If, as it appears, the Pawela tapes are simple 'rape prevention'-type technique catalogues, then there is a vast wealth of free information on the web, or better yet, one could ask any half-way competent martial arts instructor; there is no added value to seeing a few combat sambo techniques. If one is at the level where this is useful - i.e. not yet training, then a video will not be the way to learn it - applied training is a basic requirement.


----------



## ahlspiess (Jun 26, 2003)

Thank you Rich for your response. The reason why I was looking at the Pawela tapes is because i was curious about alll that talk on that TRS ad.  I think I might consider either Vlad's Russian fighting System tapes that can be bought from the TRS Company or the Scott Sonnon tapes.  I am merely trying to make sense of all the hype that is going on in the selling of videos.


----------



## Rich_ (Jun 27, 2003)

Well, I haven't seen any of the TRS videos, but none of the ads filled me with confidence.


----------



## Josh (Jun 28, 2003)

Yea. TRS is really good. I used to get news letters of all the new videos coming out like every 3 days or so. Hehe. I heard and got a thing about Yelena, I've never seen them, I guess I'd have to watch them myself, but I don't really care to. Just go with Vladimir's. He's such a skilled fighter. And what you get on video is still small compared to what he can show you in person. Good stuff.


----------



## jellyman (Jun 29, 2003)

Re: TRS

I think they need to rethink their marketing approach. They sensationalize a bit too much. My understanding is that they give their featured instructors the best deal in terms of percentage of the take, and in fact a lot of their people are quite good - VV, Hatmaker, Niri Maman (sp?). The refund policy is admirable too.

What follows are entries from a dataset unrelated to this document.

PR #4894, opened 2025-01-16
[labs/ssr-dom-shim] Add DOM shim implementation for `MutationObserver`, `ResizeObserver` and `IntersectionObserver`

kyubisation:
Relates to #4882

### DIFF
--- a/packages/labs/ssr-dom-shim/src/lib/observers.ts
+++ b/packages/labs/ssr-dom-shim/src/lib/observers.ts
@@ -1,0 +1,79 @@
+/**
+ * @license
+ * Copyright 2024 Google LLC
+ * SPDX-License-Identifier: BSD-3-Clause
+ */
+
+/**
+ * This is a limited implemenation of the observer family of classes.
+ */
+
+type MutationObserverInterface = MutationObserver;
+
+/**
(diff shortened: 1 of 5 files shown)


packages/labs/ssr-dom-shim/src/lib/observers.ts
```diff
@@ -0,0 +1,79 @@
+/**
+ * @license
+ * Copyright 2024 Google LLC
+ * SPDX-License-Identifier: BSD-3-Clause
+ */
+
+/**
+ * This is a limited implemenation of the observer family of classes.
```
justinfagnani, line 8: It'd be good to say what the limitations are. Do the observers ever fire?

justinfagnani (approved):

packages/labs/ssr-dom-shim/src/lib/observers.ts
kyubisation: No, they are just noop's.
I will document that. 👍

kyubisation: Will additionally be addressed in lit.dev: https://lit.dev/docs/ssr/dom-emulation/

BUT - they overhype a lot!


----------



## arnisador (Mar 4, 2004)

I was looking at and ad for one of Mark Hatmaker's western wrestling tapes the other day--is anyone familiar with them?


----------



## Randy Strausbaugh (Mar 4, 2004)

arnisador said:
			
		

> I was looking at and ad for one of Mark Hatmaker's western wrestling tapes the other day--is anyone familiar with them?


I've got a few of the early TRS Hatmaker tapes and they are pretty good.  No flash, plenty of instruction, repetition where necessary but no "Panther" type uber-repetition.  Of course, to get anything out of them, you'll need to work on the material with a partner, as with all grappling tapes.  I've not seen his recent material from Paladin.


----------



## arnisador (Mar 4, 2004)

Thanks for the feedback. It was in a Paladin ad that I saw him, but it sounds like he's basically pretty good from what you say and I can't believe changing companies can make _that_ much of a change--but then I don't but many tapes/DVDs (I'm a book person).


----------